C = torch.randn((vocab_size, emb_size), generator=g)

layers = [Linear(emb_size * block_size, n_hidden), Tanh(),
Linear(n_hidden, n_hidden), Tanh(),
Linear(n_hidden, n_hidden), Tanh(),
Linear(n_hidden, n_hidden), Tanh(),
Linear(n_hidden, n_hidden), Tanh(), 
Linear(n_hidden, vocab_size)
]

# This wont matter much becuase we are using batch norm
with torch.no_grad():
    for layer in layers[:-1]:
        if isinstance(layer, Linear):
            layer.W *= 5 / 3

parameters = [C] + [p for layer in layers for p in layer.parameters()]
print(sum(p.nelement() for p in parameters))

for p in parameters:
    p.requires_grad = True

46497


In [None]:
lossi = []
backprops = []

n_epochs = 100000

for i in range(n_epochs):
    activations = []
    #First we create the minibatch.
    ix = torch.randint(0, Xtr.shape[0], (batch_size,))
    Xb, Yb = Xtr[ix], Ytr[ix]

    # Forward Pass
    emb = C[Xb] # Advanced indexing operation
    current_inp = emb.view(emb.shape[0], -1) # Flatten from the right till the 0th index.

    for layer in layers:
        current_inp = layer(current_inp)
        if isinstance(layer, Linear):
            activations.append(current_inp)

    loss = F.cross_entropy(current_inp, Yb)

    #Backward Pass
    for params in parameters:
        params.grad = None
    loss.backward()

    # Update step
    lr = 0.1 if i < 50000 else 0.01 # Learning rate decay for better convergence
    for params in parameters:
        params.data += -lr * params.grad
        

    # Stats
    if i % 10000 == 0:
        loss = F.cross_entropy(current_inp, Yb)
        lossi.append(loss.item())
        print(f"Loss at iteration {i}: {loss.item()}")

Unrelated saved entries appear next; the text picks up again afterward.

PR #619, opened 2020-10-15
bumper, Add collectModifiedToTreeList to collect bump files

RamLavi:
Adding collectModifiedToTreeList that will collect the files
generated by the bump-<component> modified+untracked files
and add them to a githubTree List for future digest in githubApi.

depends on PR #617

**Release note**:

```release-note
NONE
```

### DIFF
--- a/tools/bumper/cnao_repo_commands.go
+++ b/tools/bumper/cnao_repo_commands.go
@@ -2,6 +2,7 @@ package main
 
 import (
 	"fmt"
+	"io/ioutil"
 	"os"
 	"os/exec"
 	"path/filepath"
@@ -10,6 +11,8 @@ import (
 
 	"github.com/coreos/go-semver/semver"
 	"github.com/go-git/go-git/v5"
+	"github.com/gobwas/glob"
+	"github.com/google/go-github/v32/github"
 	"github.com/pkg/errors"
 )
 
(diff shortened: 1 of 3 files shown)


tools/bumper/cnao_repo_commands.go
```diff
@@ -162,6 +166,53 @@ func (cnaoRepoOps *gitCnaoRepo) isPrAlreadyOpened(proposedPrTitle string) (bool,
...
+		content, err := ioutil.ReadFile(fileNameWithPath)
+		if err != nil {
+			return nil, errors.Wrapf(err, "Failed to read local file %s", fileNameWithPath)
+		}
+
+		if fileInGlobList(localFile, allowedList) {
+			logger.Printf("File added to tree: %s", localFile)
+			entries = append(entries, &github.TreeEntry{Path: github.String(localFile), Type: github.String("blob"), Content: github.String(string(content)), Mode: github.String("100644")})
+		} else {
+			logger.Printf("Skipping file %s, not in allowed list", localFile)
```
alonSadan, line 205: question: why no error is thrown in this case?

alonSadan (commented):
Looks very good! I added one question

tools/bumper/cnao_repo_commands.go
RamLavi: I understand why you'd want to add an error in this case.. but I don't think it preferable, let me explain.

one of the reasons I added the allowList is that we may be running the bumper locally while debugging (/some other reason we would prefer  to run it like that) , and naturally in this scenario you wouldn't want to treat the WIP bumper files as part of the "bump script" changes. this is where allowList is handy, and in this scenario, you wouldn't want to return error, but only skip it..

In any case the PRs generated need to be reviewed and approved by the moderator

alonSadan: oh I understand. Make sense. Thank you for explaining.

tools/bumper/cnao_repo_commands_test.go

Loss at iteration 0: 2.9232704639434814
Loss at iteration 10000: 2.597027540206909
Loss at iteration 20000: 2.596876859664917
Loss at iteration 30000: 2.732625722885132
Loss at iteration 40000: 2.9052674770355225
Loss at iteration 50000: 2.735487937927246
Loss at iteration 60000: 2.9485535621643066
Loss at iteration 70000: 3.0972890853881836
Loss at iteration 80000: 2.8423728942871094
Loss at iteration 90000: 2.4960615634918213


In [16]:
emb = C[Xval]
current_inp = emb.view(emb.shape[0], -1) # Flatten from the right till the 0th index.

for layer in layers:
    current_inp = layer(current_inp)

F.cross_entropy(current_inp, Yval)

tensor(3.2870, grad_fn=<NllLossBackward0>)

BatchNorm, unlike other normalization layers like LayerNorm/GroupNorm etc. has the big advantage that after training, the batchnorm gamma/beta can be "folded into" the weights of the preceeding Linear layers, effectively erasing the need to forward it at test time. Set up a small 3-layer MLP with batchnorms, train the network, then "fold" the batchnorm gamma/beta into the preceeding Linear layer's W,b by creating a new W2, b2 and erasing the batch norm. Verify that this gives the same forward pass during inference. i.e. we see that the batchnorm is there just for stabilizing the training, and can be thrown out after training is done! pretty cool.